NC – Financially speaking, you’re feeling pretty good about yourself. The taxes are filed and the refund should be deposited into your account in a couple of days. Like every year, you’re going to reinvest it: some into the RRSP, some in the TFSA and the balance into an RESP account. As a bonus, your debt is manageable and you’re fast-tracking your mortgage payments. Give yourself a round of applause because you are a financial champion!
Sure you are — in a perfect world.
But the truth is that like most Canadians, you’re probably carrying a lot of credit card and mortgage debt. And like the last few tax seasons, you owe the taxman a small king’s ransom. Feeling less smug now aren’t you? The fact is that as Boomers get closer to retirement age, many are still loaded down by debt. This is an issue because their income will be greatly reduced during retirement and paying down the debt will be increasingly more difficult. Of course, the goal is to pay it off first. The experts from Desjardins Group suggest that while you’re still working, it’s important to look at your financial situation seriously and start making the necessary adjustments now.

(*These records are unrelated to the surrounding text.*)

PR #4946, opened 2024-06-03
ScyllaDB Connector

pattisdr:
Closes #PROD-2148

❗ Contains connection type migration. Bump downrev before merge.
👉  Supports https://github.com/ethyca/fidesplus/pull/1447

### Description Of Changes

Adds the infrastructure to run a local scylla db instance in Docker, and a simple integration to connect to it. Access and erasure requests are not yet supported for scylla.  This first step is just supporting scylla detection and discovery in Fidesplus.

### Code Changes

* [ ] Installs `scylla-driver`
* [ ] Adds a new scylla ConnectionType
* [ ] Adds support for bringing up a test scylla db in Docker: Adds a new docker-compose integration file for scylla db which uses the bitnami image, which allows you to put initialization scripts in the docker entrypoint directory, which doesn't seem to be supported in the regular cassandra/scylla db images.
* [ ] Adds sample cql file to populate database with fake data - creates two keyspaces, a couple of tables, and populates
* [ ] Adds the start of a Scylla Connector.  Retrieve data and mask data are not currently supported, just testing a connection.

### Steps to Confirm

* [ ] Run `nox -s dev -- shell scylladb`
* [ ] In fides/clients, `turbo run dev`
* [ ] Go to System > Add system, add name: Scylla, click save
* [ ] Click on integration tab, search for scylla:
Screenshot 2024-06-11 at 12 03 00 PM
* [ ] Add creds (these are not secret, these are test credentials to the scylla instance you're running in your own docker container locally) - `scylla_user`,`scylla_pass`
* [ ] Click test connection, verify this is green
Screenshot 2024-06-11 at 12 04 16 PM

### Pre-Merge Checklist

* Documentation:
* [ ] Update `CHANGELOG.md`


docker/docker-compose.integration-scylladb.yml
```diff
@@ -0,0 +1,15 @@
+services:
+  scylladb_example:
+    image: bitnami/scylladb:6.0.0
```
pattisdr, line 3: See comments on bitnami image in corresponding plus PR! https://github.com/ethyca/fidesplus/pull/1447#discussion_r1636464528

src/fides/api/alembic/migrations/versions/3304082a6cee_scylla_connection_type.py
```diff
@@ -0,0 +1,46 @@
...
+    op.execute(
+        "create type connectiontype as enum('mongodb', 'mysql', 'https', 'snowflake', 'redshift', 'mssql', 'mariadb', 'bigquery', 'saas', 'manual', 'manual_webhook', 'timescale', 'fides', 'sovrn', 'attentive', 'dynamodb', 'postgres', 'generic_consent_email', 'generic_erasure_email', 'scylla')"
+    )
+    op.execute(
+        (
+            "alter table connectionconfig alter column connection_type type connectiontype using "
+            "connection_type::text::connectiontype"
+        )
+    )
+    op.execute("drop type connectiontype_old")
```
pattisdr, line 31: Currently following the pattern of renaming the old enum, creating a new enum with the new connection type, switching to the new enum and deleting the old enum.  Is there any continued risk with this type of pattern? I think this sort of migration would be quick given the likely table sizes.

We discussed getting rid of the enum altogether but I'm not tackling that here for time -

pattisdr: Note to self to double check these enum values before merge -

src/fides/api/schemas/connection_configuration/connection_secrets_scylla.py
```diff
@@ -0,0 +1,46 @@
...
+    password: str = Field(
+        title="Password",
+        description="The password used to authenticate and access the database.",
+        sensitive=True,
+    )
+    keyspace: Optional[str] = Field(
+        title="Keyspace",
+        description="The keyspace used.",
+        sensitive=True,
+    )
```
pattisdr, line 36: Adding an optional keyspace here - might be useful to specify a specific one for DSR's, but this is not required for detection and discovery -

noxfiles/run_infrastructure.py
```diff
@@ -84,6 +85,8 @@ def run_infrastructure(
         if datastore in DOCKERFILE_DATASTORES
     ]
 
+    _run_cmd_or_err(f'echo "Docker datastores {docker_datastores}"')
```
adamsachs, line 88: nice touch for info!

src/fides/api/alembic/migrations/versions/3304082a6cee_scylla_connection_type.py
adamsachs: i don't think there's any risk beyond the extra bit of manual work required, especially for coordination when we've got multiple changes to this in-flight at the same time (as you mention - thanks for calling that out!)

but totally fine by me that you're not tackling getting rid of the enum here 👍

src/fides/api/schemas/connection_configuration/connection_secrets_scylla.py
adamsachs: interesting, i'm not sure how we'll want to handle this on the d&d side - ultimately i think we'll want to be able to leverage the same connection config for both DSRs and d&d monitors - so maybe it's just something that users will have "to know" that this won't impact the d&d workflow.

Never too late to set up good financial habits
According to Statistics Canada’s “Retiring with debt” publication, over half of retirees are still paying off some form of debt. It can be in the form of loans, credit cards and lines of credit. But the good news is that these retirees owe less than Canadian workers aged 55 and up. Their median debt is $19,000, as compared to $40,000 for workers. The idea is to develop good financial habits during your working life to ensure that you have plenty of savings and few liabilities at retirement.
Understanding your liabilities and paying them off
There are two types of liabilities: one increases your assets like a mortgage and the other reduces your assets like a credit card. Credit in and of itself isn’t the problem, so long as it’s managed well. To know exactly where you stand make a list of what you owe:
- Bank and store credit cards tend to have the highest interest rates, so you should focus on paying these off first
- Lines of credit
- Car loan
- Investment loans
- Student loans
Once you’ve paid off the one with the highest interest rate, consider trying paying off your mortgage next. You can reduce the amortization period for your mortgage by increasing your payment amounts, payment frequency (e.g. weekly rather than monthly) or by making a prepayment. As an added protection, consider credit insurance and term life insurance. In case of illness, disability or death, these types of insurance will protect your family by covering off your debts and securing your assets.